With some extra effort, it is possible to show that

\[\begin{split} \begin{align*} \beta &\sim \textsf{t}_{\nu_0}(\mu_0,\sigma_0^2 V_0), \\ \sigma^2|\beta &\sim \textsf{Inverse-}\chi^2\left(\nu_0+p, \frac{\nu_0\sigma_0^2+(\beta-\mu_0)^TV_0^{-1}(\beta-\mu_0)}{\nu_0+p}\right). \end{align*} \end{split}\]

5.1.2. Posterior joint distribution

Due to the conjugacy property, the joint posterior distribution is given by

\[\beta,\sigma^2\sim \textsf{NI}\chi^2(\mu_n, V_n, \nu_n, \sigma_n^2),\]

where

\[\begin{split} \begin{align*} V_n & = \left(V_0^{-1}+\mathbf{X}^T\mathbf{X}\right)^{-1} \\ \mu_n & = V_n \left(V_0^{-1}\mu_0+\mathbf{X}^T\mathbf{Y}\right) \\ \nu_n & = \nu_0+n \\ \nu_n\sigma_n^2 & = \nu_0\sigma_0^2 + \mu_0^T V_0^{-1}\mu_0 + \mathbf{Y}^T\mathbf{Y} - \mu_n^TV_n^{-1}\mu_n \end{align*} \end{split}\]

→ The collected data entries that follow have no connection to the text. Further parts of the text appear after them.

PR #744, opened 2026-01-20
Fixes a crash in listdir

Vighnesh-V:
This PR just pulls in @checkraisefold 's fix here: https://github.com/luau-lang/lute/pull/740. The main change is to check the return error code from `uv_fs_scandir`.

Using the UVRequest abstractions a) helps make this function suitable for use cooperatively (async), and handles the additional memory management improvments that @checkraisefold added. 

Helps address one of the functions listed in https://github.com/luau-lang/lute/issues/709

### DIFF
--- a/lute/fs/src/fs.cpp
+++ b/lute/fs/src/fs.cpp
@@ -459,65 +459,15 @@ int type(lua_State* L)
 
 int listdir(lua_State* L)
 {
-    const char* path = luaL_checkstring(L, 1);
-
-    auto* req = new uv_fs_t();
-    req->data = new ResumeToken(getResumeToken(L));
-
-    int err = uv_fs_scandir(
-        uv_default_loop(),
-        req,
-        path,
-        0,
-        [](uv_fs_t* req)
-        {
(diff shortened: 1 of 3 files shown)


lute/fs/src/fs.cpp
```diff
@@ -461,63 +461,7 @@ int listdir(lua_State* L)
 {
     const char* path = luaL_checkstring(L, 1);
```
annieetang, line 468: do you think it's worthwhile having an arg check here as well? something like 

```lua
    int nArgs = lua_gettop(L);
    if (nArgs < 1)
    {
        luaL_errorL(L, "listdir: no path supplied\n");
    }

    if (nArgs > 2)
    {
        luaL_errorL(L, "listdir: too many arguments supplied\n");
    }
```

annieetang (approved):
lgtm other than an error handling suggestion!

lute/fs/src/fs.cpp
annieetang: (maybe we can just move this into a helper function at some point bc almost all of these functions have a check like this)

PR #1243, opened 2026-07-21
Reenable a suppressed flag

skberkeley:
This broke typechecking somewhere, but should now be fixed after the latest Luau update.

### DIFF
--- a/lute/cli/src/luauflags.cpp
+++ b/lute/cli/src/luauflags.cpp
@@ -33,7 +33,6 @@ void setLuauFlags()
 {
     enableAllLuauFlags();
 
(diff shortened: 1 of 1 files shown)


Vighnesh-V (approved):

hgoldstein:
Apparently not :( y'all might need a newer Luau version?

aatxe:
We just updated to 731, so worth a shot now.

skberkeley:
> We just updated to 731, so worth a shot now.

I don't think a fix exists yet, parking in draft for now

hgoldstein:
I just landed a (very hacky) fix that would go out in ... 733 I think.

PR #1244, opened 2026-07-21
`lute/debug`: fix destructor when in infinite loop

wizhao96:
Fix `Target` destructor in infinite loop case as part of splitting https://github.com/luau-lang/lute/pull/1233 up.
- If the debugger is running an infinite loop, that coroutine would never break and so the destructor will stall infinitely.
- This PR fixes this by making sure that always coroutines break out of execution in our destructor by setting the `interrupt` callback. This interrupt callback is called on back edges of loops or function calls/returns (which realistically will always occur when the thread is running an infinite loop)

### DIFF
--- a/lute/debug/src/debuginternals.cpp
+++ b/lute/debug/src/debuginternals.cpp
@@ -47,6 +47,7 @@ Target::~Target()
     // any infinite/long-running coroutines.
     if (launched)
     {
+        childRuntime->continueDebug();
         lua_Callbacks* cb = lua_callbacks(childRuntime->GL);
         cb->interrupt = [](lua_State* L, int gc)
         {
--- a/lute/debug/src/debuginternals.cpp
+++ b/lute/debug/src/debuginternals.cpp
@@ -43,6 +43,18 @@ Target::~Target()
     // We want to stop the runtime so nothing runs while we are destroying the target but first
     // we need to clear all sources (which are stored as refs in the runtime).
     loadedSources.clear();
+    // this interrupts execution of runToCompletion() in order to stop
+    // any infinite/long-running coroutines.
+    if (launched)
+    {
+        lua_Callbacks* cb = lua_callbacks(childRuntime->GL);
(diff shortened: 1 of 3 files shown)


lute/runtime/src/runtime.cpp
```diff
@@ -40,8 +40,22 @@ Runtime::~Runtime()
...
+        // this interrupts execution of runToCompletion() in order to stop
+        // any infinite/long-running coroutines.
+        if (runLoopThreadStarted)
+        {
+            lua_Callbacks* cb = lua_callbacks(GL);
+            cb->interrupt = [](lua_State* L, int gc)
+            {
+                if (gc != -1)
+                    return;
+                lua_break(L);
```
wizhao96: this does `lua_break` rather than `lua_yield` since we don't want to do a `lua_resume` in the future

lute/debug/src/debuginternals.cpp
```diff
@@ -43,6 +43,18 @@ Target::~Target()
     // We want to stop the runtime so nothing runs while we are destroying the target but first
     // we need to clear all sources (which are stored as refs in the runtime).
     loadedSources.clear();
+    // this interrupts execution of runToCompletion() in order to stop
+    // any infinite/long-running coroutines.
+    if (launched)
+    {
+        lua_Callbacks* cb = lua_callbacks(childRuntime->GL);
+        cb->interrupt = [](lua_State* L, int gc)
```
raymondnumbergenerator, line 52: is installing an interrupt callback sufficient? e.g. a paused runtime waiting on `debugStoppedCv` never gets notified and also never runs this callback

i suppose it is a different case than this hang though

wizhao96: yea good point. originally this interrupt change was going to go into `Runtime` but then got moved into `debuginterrals` but we should make sure to keep the runtime continued now

Vighnesh-V (approved):

PR #1245, opened 2026-07-21
`lute/runtime`: clang-format

wizhao96:
Run `clang-format` (v22.1.8) on `runtime` as a part of splitting https://github.com/luau-lang/lute/pull/1233 into three.


wizhao96:
just a quick q: why does `check-format` not check `clang-format` on our cpp files?

Vighnesh-V:
@wizhao96 good question. We should add it.

Vighnesh-V (approved):

PR #1246, opened 2026-07-22
Fix nightly release missing actions:read permission

jkelaty-rbx:


jkelaty-rbx:
Seems to be no longer needed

5.1.3. Prior predictive distribution

It can be shown that

\[\begin{split} \begin{align*} \mathbf{\tilde{Y}}|\mathbf{\tilde{X}},\beta,\sigma^2 & \sim \textsf{Normal}_n\left(\mathbf{\tilde{X}} \beta, \sigma^2 I\right) \\ \mathbf{\tilde{Y}}|\mathbf{\tilde{X}},\sigma^2 & \sim \textsf{Normal}_n\left(\mathbf{\tilde{X}} \mu_0, \sigma^2 \left(I+\mathbf{\tilde{X}} V_0 \mathbf{\tilde{X}}^T\right)\right) \\ \mathbf{\tilde{Y}}|\mathbf{\tilde{X}} & \sim t_{\nu_0}\left(\mathbf{\tilde{X}} \mu_0, \sigma_0^2\left(I+\mathbf{\tilde{X}} V_0 \mathbf{\tilde{X}}^T\right)\right) \\ \end{align*} \end{split}\]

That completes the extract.